TensorContract.txt

1. State the problem.
    We want to write a program to contract two tensor with arbitrary rank and
dimensions. If the rank is larger than 7(15), one would warn the user and 
suggest choosing other subroutines to deal with it.
    We realized that the rank of the tensor must be set in the declaration part
so that one can only write certain subroutines to contract tensors of certain 
ranks.
    One can write subroutins for one specific input/output rank tensors and 
use a generic interface block to wrap different subroutines up.
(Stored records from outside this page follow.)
PR #34, opened 2017-04-15
portable-git: needs openssl on Tiger/Leopard

mistydemeo:
Tigerbrew already does this; the version on Tiger is too old to build git, and Leopard's is realistically too old to want to use as well. While CommonCrypto is shipped on Leopard, I trust modern OpenSSL more than I trust 10-year-old CommonCrypto.

### DIFF
--- a/Formula/portable-git.rb
+++ b/Formula/portable-git.rb
@@ -16,6 +16,7 @@ class PortableGit < PortableFormula
     depends_on "portable-expat" => :build
   end
 
+  depends_on "portable-openssl" => :build
   depends_on "portable-zlib" => :build if OS.linux?
 
   # ld64 understands -rpath but rejects it on Tiger
@@ -57,7 +58,6 @@ class PortableGit < PortableFormula
     ENV["NO_PERL_MAKEMAKER"] = "1"
     ENV["NO_GETTEXT"] = "1"
     ENV["NO_TCLTK"] = "1"
-    ENV["NO_OPENSSL"] = "1"
     if OS.linux? || OS::Mac.version < :leopard
       ENV["EXPATDIR"] = expat.opt_prefix
     end


xu-cheng:
Is this really necessary?  As far as I'm understanding, currently git is using ssl implemention from portable-curl, which already packs portable-openssl already.

mistydemeo:
Yes, it tries to link directly to openssl and fails due to not being able to find the correct symbols.

mistydemeo:
Specifically, it looks like it's getting `-lssl -lcrypto` from `curl-config --static-libs`, so it still tries to link directly against openssl: https://gist.github.com/025a47471b8057c2f0734605a575e6e9

It returns the flags `/usr/local/Cellar/curl/7.50.3/lib/libcurl.a -L/usr/local/lib -Wl,-headerpad_max_install_names -L/usr/local/Cellar/openssl/1.0.2j/lib -lssl -lcrypto -lssl -lcrypto -lldap -lz`.

xu-cheng:
> it looks like it's getting -lssl -lcrypto from curl-config --static-libs

Yes, it is the case. 

Since we always linking to openssl for all the OS (modern or old mac and linux), I think we should just include portable-openssl unconditionally, like this:

```diff
diff --git a/Formula/portable-git.rb b/Formula/portable-git.rb
index 522800f..894c970 100644
--- a/Formula/portable-git.rb
+++ b/Formula/portable-git.rb
@@ -11,6 +11,7 @@ class PortableGit < PortableFormula
     depends_on "gnu-tar" => :build
   end
 
+  depends_on "portable-openssl" => :build
   depends_on "portable-curl" => :build
   if OS.linux? || OS::Mac.version < :leopard
     depends_on "portable-expat" => :build
@@ -56,7 +57,6 @@ class PortableGit < PortableFormula
     ENV["NO_PERL_MAKEMAKER"] = "1"
     ENV["NO_GETTEXT"] = "1"
     ENV["NO_TCLTK"] = "1"
-    ENV["NO_OPENSSL"] = "1"
     if OS.linux? || OS::Mac.version < :leopard
       ENV["EXPATDIR"] = expat.opt_prefix
     end
```

mistydemeo:
Updated to link against openssl unconditionally.

PR #35, opened 2017-04-16
ARM support

xu-cheng:
Requiring: 
 * [x] https://github.com/Linuxbrew/brew/pull/350
 * [x] https://github.com/Linuxbrew/brew/pull/351

### DIFF
--- a/Formula/portable-openssl.rb
+++ b/Formula/portable-openssl.rb
@@ -39,6 +39,7 @@ class PortableOpenssl < PortableFormula
       {
         :x86_64 => %w[linux-x86_64],
         :i386  => %w[linux-generic32],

2. Define the inputs and outputs.
    The inputs required by this program are:
    the two initial tensors 'A' and 'B'( suppose the elements are all real 
numbers) of certain ranks. 
    The ranks of the tensors: 'ash', 'bsh'.
    The indices(a number of array of numbers) to be contracted: 'ain', 'bin'
    The new order of the contracted tensor 'ABOrder' and 
    The new shape of the contracted tensor can be defined as 'squeeze'. 
    Both 'ABOrder' and 'squeeze' can be set as optional argument.
 
    The output is the contracted tensor(with certain rank, order, and shape).
    and the error output: 'error'.

3. Design the algorithm.
    This program can be break down into the following major steps:
    a. permute the tensor A and move the indices to be contracted to the back A(...i)
    b. permute the tensor B and move the indices to be contracted to the front B(i...)
    c. reshape the tensor A and B to matrics A(...,i), B(i,...)
    d. multiply the new matrices T=A(...,i)*B(i,...)
    d. reshape the matrix T to be the desired tensor with the right shape.
    e. One has to be careful about the initialization of the ranks and sizes of
     the arrays.

    The pseudocode for this subroutine is
    ! permute the tensor A and save it to Anew
    ! Assume the index to be contracted in A is 'ain'.
    ! First get the other index 'Aother_index 
    
    ! Check to see if the ranks are consistant.
    error: IF ( ash /= SIZE(SHAPE(A) .OR. bsh /= SIZE(SHAPE(B)) ) THEN
        error = 1
        print " The input arrays and ranks are not consistent."
    ELSE
        error = 0
    END IF error

    indexA = (/ (i,i=1,ash)/)               ! index array A
    indexB = (/ (i,i=1,ash)/)               ! index array B
    Aother = setdiff( indexA, ain)          ! index not to be contracted in A
    Bother = setdiff( indexB, bin)          ! index not to be contracted in B
    Nain = SIZE(ain)                        ! number of index to be contracted in A
    Nbin = SIZE(bin)                        ! number of index to be contracted in B
    flagA = ALL( indexA(ash - Nain +1: ash) == ain)
    flagB = ALL( indexB(: Nbin) == bin)

    ! permute A only when necessary
    ifA: IF ( .NOT. flagA ) THEN
        Anew = reshape ( A, SHAPE(A), ORDER = (/Aother, ain/)) ! this is equivalent to permute
    ELSE
        Anew = A
                                                            ! in Matlab 
    END IF ifA

    ! permute B only when necessary
    ifB: IF ( .NOT. flagB ) THEN
        Bnew = reshape ( B, SHAPE(B), ORDER = (/bin, Bother/)) ! this is equivalent to permute
                                                            ! in Matlab 
    ELSE 
        Bnew = B
    END IF ifB

    Asize = UBOUND(Anew) - LBOUND(Anew)
    Bsize = UBOUND(Bnew) - LBOUND(Bnew)
    SefAsize = Asize( ash- Nain+1: ash)
    SefBsize = Bsize( Nbin +1 : bsh)
    Asize1 = Asize( 1: ash- Nain)
    Bsize1 = Bsize( 1: Nbin)
    ! reshape Anew to be matrix
    Anew = reshape (Anew, SHAPE = (/PRODUCT(Asize1), PRODUCT(SefAsize)/) )
    Bnew = reshape (Bnew, SHAPE = (/PRODUCT(SefBsize), PRODUCT(Bsize1)/) )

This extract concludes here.